LOX-1 was originally discovered as a receptor for oxLDL that mediates endothelial dysfunction. The roles of LOX-1 in the initiation and the development of atherosclerosis have been almost established. The underlying mechanisms seem far more complex than originally thought as LOX-1 mediates the foam cell formation, proliferation and apoptosis of smooth muscle cells, platelet aggregation and cell adhesion. The recognition of diverse ligands and inducible expression pattern of LOX-1 in different types of cells are likely to explain the participation of LOX-1 in multiple stages of atherosclerosis from endothelial dysfunction to restenosis. Furthermore, it is intriguing that the major three hypotheses of atherogenesis could be explained by the versatile functions of LOX-1 (Fig. 2).

Fig. 2
figure 2

LOX-1 and the hypotheses of atherogenesis

Hyperlipidemia, diabetes and hypertension, referred to as lifestyle-related diseases, are leading causes for atherosclerosis and subsequent events such as coronary heart disease and cerebrovascular disease.
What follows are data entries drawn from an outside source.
PR #4427, opened 2020-12-10
[DO NOT MERGE] Replace CUDA-related library wrappers with automatically generated ones

takagi:
Follows #4395.

This PR runs CI to check if `cusparse.pyx` automatically generated in #4395 works properly.

### DIFF
--- a/cupy_backends/cuda/libs/cusparse.pxd
+++ b/cupy_backends/cuda/libs/cusparse.pxd
@@ -1,131 +1,197 @@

In addition to these factors, other factors such as aging, gender and cigarette smoking further increase the risk of the cardiovascular diseases. LOX-1 originally may have worked as a host-defense molecule during the evolution of recognizing bacteria and other organisms, binding them and excluding them, as in the case of dectin-1. In the current lifestyle and environment of developed countries, however, excess amounts of waste materials are generated by the metabolism of excess amounts of nutrients, some of which behave like the organisms which must be excluded. LOX-1 is, then, activated to exclude such pseudo-organisms, e.g. oxLDL. This may induce a dysregulated host-defense signal, resulting in chronic inflammation leading to the promotion of lifestyle-related disease. We believe that further understanding of the versatile functions of LOX-1 would help establish a novel diagnostic method and therapeutic strategy for the treatment and/or prevention of cardiovascular diseases.